# I experienced a strange feeling...



## billygroat (May 6, 2014)

After excitedly finding many sites that I have not seen posted before over the last few months it finally happened..... 

I walked into a great cottage this weekend and immediately recognised it...... 

I knew it was inevitable...

I was strangely confused about my feelings... Immediately I was saddened it wasn't 'my' find, then I was excited as there was so very much to see, the story became real and I was there...

I now understand why some folks dont put up a pic of the outside.... 

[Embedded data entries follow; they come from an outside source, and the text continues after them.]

PR #395, opened 2022-02-17
Limit TeleportClient to every 2 ticks

dPexxIAM:
Without this change, people can abuse boosters by double binding teleport commands. Very easy to abuse, especially when used in conjunction with sm_startpos


dPexxIAM:
A more revised fix will be merged by @Jay2k1

PR #398, opened 2022-02-19
Stage 2 bug refix

DaLLuZZ:
https://discord.com/channels/366959507764674560/379572504542445568/414184575879610368
https://github.com/surftimer/Surftimer-Official/commit/d7892b7aadbbde5a4d8f6802471f7be5791c12a7

P.S. some of this code is useless
https://github.com/surftimer/Surftimer-Official/blob/7a59681913f04adb2e43e91fd55c5d355cc167a4/addons/sourcemod/scripting/surftimer/buttonpress.sp#L838-L842

At the end of the last stage, it increases by one (to `g_TotalStages + 1`), but immediately after that it returns to the total number of stages on map (to `g_TotalStages`)
https://github.com/surftimer/Surftimer-Official/blob/7a59681913f04adb2e43e91fd55c5d355cc167a4/addons/sourcemod/scripting/surftimer/buttonpress.sp#L844-L847

However, due to the fact that `g_bWrcpEndZone[client]` is not reset after `client`'s connecting, sometimes when you pass the first stage, you will be credited with passing the second one.

So should this `g_bWrcpEndZone` be completely removed?

### DIFF
--- a/addons/sourcemod/scripting/SurfTimer.sp
+++ b/addons/sourcemod/scripting/SurfTimer.sp
@@ -1112,9 +1112,6 @@ char g_BlockedChatText[256][256];
 // Last time an overlay was displayed
 float g_fLastOverlay[MAXPLAYERS + 1];
 
-// Stage 2 Bug Fixer
-bool g_wrcpStage2Fix[MAXPLAYERS + 1];
-
 // Is client trying to teleport inside a trigger_multiple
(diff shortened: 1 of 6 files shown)


dPexxIAM (approved):
Damn this is an old bug! Big thanks

dPexxIAM:
@DaLLuZZ No other changes here planned? Just wondering since you marked it as a draft.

All in all, I am pleased I got the chance to walk in someone else's shoes

I'm guessing this has happened to most of you at some point?


----------



## Mr beady (May 6, 2014)

Lovely story . But any pictures ?


----------



## billygroat (May 6, 2014)

Mr beady said:


> Lovely story . But any pictures ?



Yes, I took loads there but not for on here - post was too recent and out of respect didnt want to duplicate


----------



## krela (May 6, 2014)

There are no rules about duplication, it really doesn't matter. Everyone has a different eye and a different view of things.


----------



## billygroat (May 6, 2014)

Thanks Krela... 

I'll have a look and see if I can "add value" 

A lot of the stuff had been moved about within 1 week and I didnt want the original poster to think a) It was me who had moved things about so much (quite a bit of ramsacking in my opinion) b) I'd preferred it my way and c) I was following them..

Maybe as I'm only new I'm just feeling my way

I hope that makes sense


----------



## Jaykay998 (May 6, 2014)

If it helps billy, I've recently started exploring derelict locations and even when I see pictures from other people of things I've seen after the pics were taken I dont feel as though I'm losing my personal gain from looking around. its opposite feeling of following someone in the snow hehe.

When your there be in the now mate, think about and feel the history of the building around you and above all else enjoy the fact that your there before it gets knocked down or rebuilt.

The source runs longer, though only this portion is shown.